Return only the lines running from the top of the entries to the line with "to performance issues.", inclusive, exactly as written.

** Opening Extracted entries block **

PR #14578, opened 2019-04-24
Remove service mesh from topic map for 3.10 branch.

JStickler:
TP 1 and TP2 were supported on OpenShift 3.10, but we've since had eight more TP releases on OCP 3.11.  We don't want additional customers installing Service Mesh on 3.10, so we'd like to remove the guide from the 3.10 pages.

@vikram-redhat  @geekspertise


JStickler:
The build is failing because the 3.11 release notes reference the Service Mesh docs.  But this PR shouldn't be merged with the 3.11 branch, and the 3.10 release notes do not mention the Service Mesh TP.

kalexand-rh:
If this change applies to only 3.10, I think you should open it against the 3.10 branch instead of master.

PR #14585, opened 2019-04-25
[WIP] Add a note for preferred Neutron backend in OpenStack

eurijon:
Until https://bugzilla.redhat.com/show_bug.cgi?id=169104 is fixed
using ML2/OVN backend is not recommended for Openshift on Openstack
deployments with Kuryr SDN.


install_config/topics/ocp_osp_enabling_octavia.adoc
```diff
@@ -111,3 +111,10 @@ backend is ML2/OVS. There is no need for modifications if the backend is
 ML2/OVN.
 ====
 
+[NOTE]
+====
+If Kuryr SDN is used, ML2/OVS is the preferred Neutron backend at the moment.
```
huffmanca: We should remove `at the moment.` If the recommendation changes then the docs should be updated. So what about:

> ...ML2/OVS is the preferred Neutron backend.

install_config/topics/ocp_osp_enabling_octavia.adoc
```diff
@@ -111,3 +111,10 @@ backend is ML2/OVS. There is no need for modifications if the backend is
...
+ML2/OVN is also supported but due to an issue that impacts the performance
```
huffmanca: I'd reword this sentence. If the creation doesn't timeout, then what about:

> ML2/OVN is also supported. Container creation may take longer than expected due to performance issues.

If container creation eventually does timeout, then I would say:

While ML2/OVN is also supported, there are known issues that can result in a timeout during container creation.

huffmanca (changes requested):
A couple of rewording recommendations.

Also, which versions is this for? Only 3.11, or previous versions as well?

vikram-redhat:
Wait on @mcurry-rh's ack before merging.

install_config/topics/ocp_osp_enabling_octavia.adoc
eurijon: Agree

install_config/topics/ocp_osp_enabling_octavia.adoc
eurijon: Agree

eurijon:
@huffmanca sorry I didn't specify the versions, it is for OCP 3.10 and 3.11
Thank you

PR #14589, opened 2019-04-25
Adds ingress nodeselector and tolerations examples

danehans:
Example procedures for configuring ingress controller `nodeSelector` and `tolerations` features.

### DIFF
--- a/modules/nw-ingress-controller-nodeselector.adoc
+++ b/modules/nw-ingress-controller-nodeselector.adoc
@@ -1,0 +1,78 @@
+// Module filename: nw-ingress-controller-nodeselector.adoc
+// Module included in the following assemblies:
+// * networking/ingress-controller-configuration.adoc
+
+[id="nw-ingress-controller-configuration-{context}"]
+= Assigning ingress controller pods to nodes
+
+By default, ingress controller pods are scheduled to worker nodes by using nodeSelectors.
+nodeSelector is the simplest form of node selection constraint and is detailed
+xref:nodes-scheduler-node-selectors-about.adoc[here].
+If the default node selection does not suffice, the IngressController resource supports nodeSelectors
+to constrain ingress controller pods.
+
+.Example Procedure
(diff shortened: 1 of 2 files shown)


danehans:
@kalexand-rh @bmcelvee I was unaware of https://github.com/openshift/openshift-docs/pull/14529 when I was in the middle of this PR. I figured that I would complete the doc and we can figure out how to proceed. I tried linking to content from other assemblies using `xref`, please double-check if my syntax is correct.

bmcelvee:
Thanks, @danehans! :)  @kalexand-rh and I are going to sync up tomorrow to review and make sure we'e clear and not duplicating content.

modules/nw-ingress-controller-nodeselector.adoc
```diff
@@ -0,0 +1,78 @@
...
+xref:nodes-scheduler-node-selectors-about.adoc[here].
+If the default node selection does not suffice, the IngressController resource supports nodeSelectors
+to constrain ingress controller pods.
+
+.Example Procedure
+. One or more labels can be attached to a node. Run `oc get nodes` to get the node names of your cluster. Select one or
+more nodes to attach a label to. Run the following command, replacing `<node-name>` with your desired node name:
++
+----
+$ oc label nodes <node-name> <label-key>=<label-value>
```
kalexand-rh: @danehans, @ingvagabund confirmed that "we do not reconcile labels from a node to a machine, only from a machine to a node."

I can check to see if I can add more context to the module that I'm updating, but I think that we should use the  method that I already have that adds the label to the MachineSet instead.

bmcelvee: Do you all think it's valid to remove the "Assigning ingress controller pods to nodes" module and merge the "Ingress controller taints and tolerations" module?

Thanks!

vikram-redhat:
@bmcelvee @kalexand-rh can this be moved along?

PR #14591, opened 2019-04-25
couple of updates based on beta 4

kalexand-rh:
I installed beta 4 and made a few changes to the installation topic.

### DIFF
--- a/modules/installation-obtaining-installer.adoc
+++ b/modules/installation-obtaining-installer.adoc
@@ -14,7 +14,7 @@ computer.
 
 .Prerequisites
 
-* You must install the cluster from a computer that uses OS X or Linux.
+* You must install the cluster from a computer that uses Linux or macOS.
 * You need 300 MB of local disk space to download the installation media.
 
 .Procedure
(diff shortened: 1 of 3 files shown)


kalexand-rh:
@wking, when you have a minute, do you have any objection to these text changes?

modules/installation-obtaining-installer.adoc
```diff
@@ -23,23 +23,24 @@ computer.
...
+. Download the installation program for your operating system and place the file
+in the directory where you will store the installation configuration files.
 +
 [IMPORTANT]
 ====
 The installation program creates several files on the computer that you use to
-install your cluster. While you can delete the installation program after you
-install a cluster, you must keep the files that the installation program
-creates.
+install your cluster. You must keep both the installation program and the files
```
wking: Well, you can always re-download the installer.  But yeah, keeping it is probably easier.

modules/installation-obtaining-installer.adoc
```diff
@@ -23,23 +23,24 @@ computer.
...
+that the installation program creates after you finish installing the cluster.
 ====
 
+////
 . Set the installation program to be executable:
```
wking: No need to comment this out; just remove it.  The old way is not coming back.

modules/installation-obtaining-installer.adoc
kalexand-rh: If we're sure that people can find the right versions to successfully uninstall or that any version of the installer will work, I'm happy to change this.

PR #14594, opened 2019-04-26
addressing latest curator changes

josefkarasek:


logging/config/efk-logging-curator.adoc
```diff
@@ -5,109 +5,18 @@ include::modules/common-attributes.adoc[]
 
 toc::[]
 
-The Elasticsearch Curator tool performs scheduled maintenance operations on a per-project basis. Curator performs actions daily based on its configuration. Only one Curator Pod is
-recommended per Elasticsearch cluster.
+The Elasticsearch Curator tool performs scheduled maintenance operations
+on a per-project basis. Curator performs actions daily based on its configuration.
+Only one Curator Pod is recommended per Elasticsearch cluster.
```
mburke5678: Does Curator perform operations *daily*? User can set the schedule to run weekly, monthly, etc.

modules/efk-logging-curator-delete-index.adoc
```diff
@@ -9,11 +9,11 @@
 This file can be expanded when more functions are supported. Only delete_indices currently. When more functions are added, we can use include::modules/efk-logging-curator-actions.adoc[leveloffset=+1] for a strict delete index files topic, if needed
 ////
 
-You can configure Curator to delete Elasticsearch data.
+Periodically delete Elasticsearch data based on retention settings.
```
mburke5678: Here the user isn't actually doing the deleting (like `oc delete pod`), but setting how Curator does the deleting? If so, _You can configure Curator to delete..._ is more accurate. Maybe:
_You can configure Curator to delete Elasticsearch data based on retention settings._

logging/config/efk-logging-curator.adoc
josefkarasek: @mburke5678 This is a really good point. In ansible we only exposed `hour` and `minute`. Not the rest.

@ewolinetz @jcantrill CR change for 4.2 to be more in line with 3.x?
For now I'd say we document that users should run curator daily, therefore only modify run_hour and run_minute.

ewolinetz: i'm not sure if that's what we'd want to do. is there really a reason we would let users configure how often curator runs vs what we have as our default now? (which is to run multiple times a day)

mburke5678:
@anpingli Is this something you can review? Documenting Curator for 4.2. Thank you in advance!

anpingli (commented):
LGTM

PR #14595, opened 2019-04-26
Add note about not persisting node labels

mburke5678:
Per [Jan Chaloupka in Slack](https://coreos.slack.com/archives/CDDEUQV8X/p1556289956332400?thread_ts=1556287795.324900&cid=CDDEUQV8X):
_...if you leave a very short note saying "node labels are not persisted after a node is deleted even though the node is backup by a machine". That might do the trick._

### DIFF
--- a/modules/nodes-nodes-working-updating.adoc
+++ b/modules/nodes-nodes-working-updating.adoc
@@ -7,6 +7,12 @@
 
 You can update any label on a node.
 
+[NOTE]
+====
+Node labels are not persisted after a node is deleted even if the node is backed up by a Machine.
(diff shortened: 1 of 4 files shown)


mburke5678:
@kalexand-rh PTAL

modules/nodes-nodes-working-updating.adoc
```diff
@@ -7,6 +7,11 @@
 
 You can update any label on a node.
 
+[NOTE]
+====
+Node labels are not persisted after a node is deleted even if the node is backed up by a Machine.
```
kalexand-rh: I might add something like, "If you need to ensure that the labels persist if the Machine is replaced, add the labels to the MachineSet that controls the Machine instead."

PR #14602, opened 2019-04-26
Remove service mesh manuals from 3.10 topic map/3.10 branch.

JStickler:
TP 1 and TP2 were supported on OpenShift 3.10, but we've since had eight more TP releases on OCP 3.11. We don't want additional customers installing Service Mesh on 3.10, so we'd like to remove the guide from the 3.10 pages.

@vikram-redhat @kalexand-rh @geekspertise

Replaces #14578, which was incorrectly created against the master branch instead of against the 3.10 branch.


kalexand-rh:
This LGTM. Merging.

PR #14609, opened 2019-04-29
Adding note about managed/unmanaged CLO/EO

mburke5678:
Added note that if you set the Elasticsearch operator to unmanaged and leave the Cluster Logging Operator managed, the CLO will overwrite the EO. Based on scrum discussion on 4/29


mburke5678:
@jcantrill @richm @ewolinetz It appears that we do not explicitly tell users to set the EO to unmanged. All of the topics on configuring Elasticsearch are done via the Cluster Logging CR or other methods not related to CRs. We do tell users that they can set EO to unmanged, with a new warning about a managed CLO clobbering the unmanged EO CR. 
Do we want to remove the notion that users can set EO to unmanaged?

PR #14622, opened 2019-04-29
Mention that `masquerade` mode for CNV default network is recommended

booxter:


booxter:
@SchSeba

SchSeba (commented):
The changes looks good to me!

But I think we should open the PR pointing the openshift:enterprise-4.1 branch like this PR
https://github.com/openshift/openshift-docs/pull/14351

@ousleyp can you help us? what is the correct branch for this PR?

ousleyp:
> The changes looks good to me!
> 
> But I think we should open the PR pointing the openshift:enterprise-4.1 branch like this PR
> #14351
> 
> @ousleyp can you help us? what is the correct branch for this PR?

Yes, anything for CNV 2.0 needs to have the base branch enterprise-4.1. You are correct :)

Taking a quick look at this, though, I think it should be a release note instead of a note inside of the masquerade procedure. Not sure if it should be a Known Issue or a New/Changed feature (maybe both?).

@booxter Can you please close this PR and comment on https://github.com/openshift/openshift-docs/pull/14603 with your suggested text? I will tweak it and add it to the release notes when I get the chance. 

(feel free to add additional comments with anything else that should go in the release notes, while you're at it)

Thank you!!

booxter:
@ousleyp I am happy to but I don't necessarily agree that release notes is the way to go. This preference is not for the time being but is meant to be the way for the future. (Ideally, we would forbid `bridge` for default networks, and we have plans to do so, but not for CNV 2.0 due to timing constraints.) So keeping it captured in release notes for a particular release seems incorrect.

booxter:
@ousleyp also, please forgive me for the silly question, but what's the procedure with branches in this repo? Don't we (first) merge patches into master, then maybe cherry-pick them to release branches? Why should we contribute directly to a release branch? Will the changes be back-merged into master at some point?

ousleyp:
> @ousleyp I am happy to but I don't necessarily agree that release notes is the way to go. This preference is not for the time being but is meant to be the way for the future. (Ideally, we would forbid `bridge` for default networks, and we have plans to do so, but not for CNV 2.0 due to timing constraints.) So keeping it captured in release notes for a particular release seems incorrect.

My main concern is that a customer who needs to know that masquerade mode is the recommended mode will not necessarily look at the masquerade procedure itself first. And since it is a significant technical change (we had documented bridge mode in the past, though we did go back and change it to masquerade after the release of 1.4), I think it should be highlighted in the release notes under a new/changed features or technical changes section. We can briefly explain that masquerade mode does not have the limitations of bridge mode, and I don't think we even have to include the BZ to get the point across. We can just summarize the limitations of bridge mode, if necessary. Then, when bridge mode is forbidden, we can make sure to update the release notes again and make our warning in the user's guide a bit firmer. :)

Note that masquerade mode is *not* mentioned in the 1.4 release notes.

After the release note is squared away, I think that it's fine to include a note in the masquerade procedure, too, since it'll be the same going forward. But I don't think we should link to a BZ outside of the release notes (with few exceptions). Maybe it could just say something like "Using `masquerade` mode is the recommended way to connect virtual machines to the default Pod network."

> @ousleyp also, please forgive me for the silly question, but what's the procedure with branches in this repo? Don't we (first) merge patches into master, then maybe cherry-pick them to release branches? Why should we contribute directly to a release branch? Will the changes be back-merged into master at some point?

For 2.0, use enterprise-4.1, but for 1.4, you can use master (in that case, we would cherrypick to enterprise-3.11). Normally we do use master and cherrypick, but there is some added complexity right now due to the modularization effort - a massive change in our doc structure between OCP versions 3.11 and 4.1. CNV 2.0 aligns with OCP 4.1. IIUC, we will eventually use master again. @vikram-redhat - do you have anything to add/correct here?

I hope this makes sense - sorry for the novel! Let me know what your thoughts are. And thanks for helping with the docs :)

booxter:
@ousleyp I think what I hear is that there is value in both having a release note AND the note about recommended way (perhaps without linking to a bug). Thanks for explanation, I will update / propose a new PR that would cover both points above to the correct branch tomorrow.

vikram-redhat:
>  @vikram-redhat - do you have anything to add/correct here?

No that is all correct :)

booxter:
@vikram-redhat I am trying to understand how I can propose the change to enterprise-4.1 branch. Cherry-picks don't work because files that they expand are not present in the branch. For example, this commit with the initial docs for CNV is not there: 0176e8d85a58837c7c8b686b7ab25c67b954b861

Perhaps I miss something, or I should start with backporting all the docs into the branch but this seems weird. Aren't there CNV docs for enterprise-4.1 already? (I see two files only that match *cnv* file naming pattern.)

Please advise.

vikram-redhat:
> @vikram-redhat I am trying to understand how I can propose the change to enterprise-4.1 branch. Cherry-picks don't work because files that they expand are not present in the branch. For example, this commit with the initial docs for CNV is not there: [0176e8d](https://github.com/openshift/openshift-docs/commit/0176e8d85a58837c7c8b686b7ab25c67b954b861)
> 

That is right. That commit is for the old structure for 3.11, for the new structure for 4.1, which has just been added: https://github.com/openshift/openshift-docs/pull/14624, you will need to wait till @ousleyp (or other members of the CNV docs team) has added that file in from 3.11 to 4.1.

> Perhaps I miss something, or I should start with backporting all the docs into the branch but this seems weird. Aren't there CNV docs for enterprise-4.1 already? (I see two files only that match _cnv_ file naming pattern.)
> 
> Please advise.

booxter:
/hold

@ousleyp does CNV docs team have plans to backport the new structure to 4.1 in the near future?

booxter:
@ousleyp could you please chime in here? It's unclear to me what's the plan re: CNV 2.0 docs right now.

ousleyp:
> @ousleyp could you please chime in here? It's unclear to me what's the plan re: CNV 2.0 docs right now.

Oops, sorry - I didn't see your previous tag. As far as I know, we have no plans to backport the 3.11 files in a batch. For every user story, we're manually moving the required files from 3.11 to 4.1 and making changes to those files at the same time so that they fulfill modular documentation requirements.

This is the best reference for 4.1 contribution info: https://github.com/openshift/openshift-docs/blob/enterprise-4.1/contributing_to_docs/doc_guidelines.adoc

HTH!

booxter:
This is covered by another PR.

PR #14397, opened 2019-04-10
ingress: Document the default certificate

Miciah:
Very much a work in progress.

This PR resolves [OSDOCS-356](https://jira.coreos.com/browse/OSDOCS-356).

* `modules/ingress-architecture-default-certificate.adoc`: New file.  Define the default wildcard certificate.
* `modules/ingress-creating-a-reencrypt-route-with-a-custom-certificate.adoc`: New file.  Document how to create a reencrypt route with a custom certificate.
* `modules/ingress-creating-an-edge-route-with-a-custom-certificate.adoc`: New file.  Document how to create an edge route with a custom certificate.
* `modules/ingress-setting-a-custom-default-certificate.adoc`: New file.  Document how to set a custom default certificate.

PR #14623, opened 2019-04-29
PR14397 follow-up put default certificate modules in an assembly

bmcelvee:
Follow-up to https://github.com/openshift/openshift-docs/pull/14397


bmcelvee:
@Miciah - here's the follow-up PR. Would you mind please taking a look, thanks! :)

modules/nw-ingress-setting-a-custom-default-certificate.adoc
```diff
@@ -21,19 +24,24 @@ default   10m
 
 .Procedure
 
-The following assumes that the custom certificate/key pair are in the `tls.crt` and `tls.key` files in the current working directory.  Substitute the actual path names for `tls.crt` and `tls.key`.  You also may substitute another name for the `custom-certs-default` when creating the `Secret` resource and referencing it in the `IngressController` CR.
+The following assumes that the custom certificate and key pair are in the
+`tls.crt` and `tls.key` files in the current working directory. Substitute the
+actual path names for `tls.crt` and `tls.key`. You also may substitute another
+name for the `custom-certs-default` when creating the `Secret` resource and
```
Miciah: The "the" should be deleted (my mistake).

networking/ingress/configuring-default-certificate.adoc
```diff
@@ -0,0 +1,16 @@
...
+
+The following sections describe how to create a re-encrypt route with a custom
+certificate, how to create an edge route with a custom certificate, and how to
+set a custom default certificate.
+
+include::modules/nw-ingress-creating-a-reencrypt-route-with-a-custom-certificate.adoc[leveloffset=+1]
+
+include::modules/nw-ingress-creating-an-edge-route-with-a-custom-certificate.adoc[leveloffset=+1]
+
+include::modules/nw-ingress-setting-a-custom-default-certificate.adoc[leveloffset=+1]
```
Miciah: The first two modules are more for developers (in v3, it would in the "Developer Guide") whereas the third is an administrative task (in v3, "Configuring Clusters" or possibly "Day Two"), but we are not making that distinction in the v4 documentation, right?

I would still put the `nw-ingress-setting-a-custom-default-certificate.adoc` first since it describes configuring the default, which pretty much any administrator will want to do, and the other two modules describe how to use custom certificates instead of the default.  Does that make sense?

bmcelvee: That makes sense. I rearranged the order, and added some context for admin versus dev tasks.

bmcelvee:
Just made some minor follow-up edits.

@lihongan - I'm going ahead and merging this content for the review. It'll be viewable in the rendered docs. Thanks!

** Closing Extracted entries block **

#### [Finished exercise]
PR #14578, opened 2019-04-24
Remove service mesh from topic map for 3.10 branch.

JStickler:
TP 1 and TP2 were supported on OpenShift 3.10, but we've since had eight more TP releases on OCP 3.11.  We don't want additional customers installing Service Mesh on 3.10, so we'd like to remove the guide from the 3.10 pages.

@vikram-redhat  @geekspertise


JStickler:
The build is failing because the 3.11 release notes reference the Service Mesh docs.  But this PR shouldn't be merged with the 3.11 branch, and the 3.10 release notes do not mention the Service Mesh TP.

kalexand-rh:
If this change applies to only 3.10, I think you should open it against the 3.10 branch instead of master.

PR #14585, opened 2019-04-25
[WIP] Add a note for preferred Neutron backend in OpenStack

eurijon:
Until https://bugzilla.redhat.com/show_bug.cgi?id=169104 is fixed
using ML2/OVN backend is not recommended for Openshift on Openstack
deployments with Kuryr SDN.


install_config/topics/ocp_osp_enabling_octavia.adoc
```diff
@@ -111,3 +111,10 @@ backend is ML2/OVS. There is no need for modifications if the backend is
 ML2/OVN.
 ====
 
+[NOTE]
+====
+If Kuryr SDN is used, ML2/OVS is the preferred Neutron backend at the moment.
```
huffmanca: We should remove `at the moment.` If the recommendation changes then the docs should be updated. So what about:

> ...ML2/OVS is the preferred Neutron backend.

install_config/topics/ocp_osp_enabling_octavia.adoc
```diff
@@ -111,3 +111,10 @@ backend is ML2/OVS. There is no need for modifications if the backend is
...
+ML2/OVN is also supported but due to an issue that impacts the performance
```
huffmanca: I'd reword this sentence. If the creation doesn't timeout, then what about:

> ML2/OVN is also supported. Container creation may take longer than expected due to performance issues.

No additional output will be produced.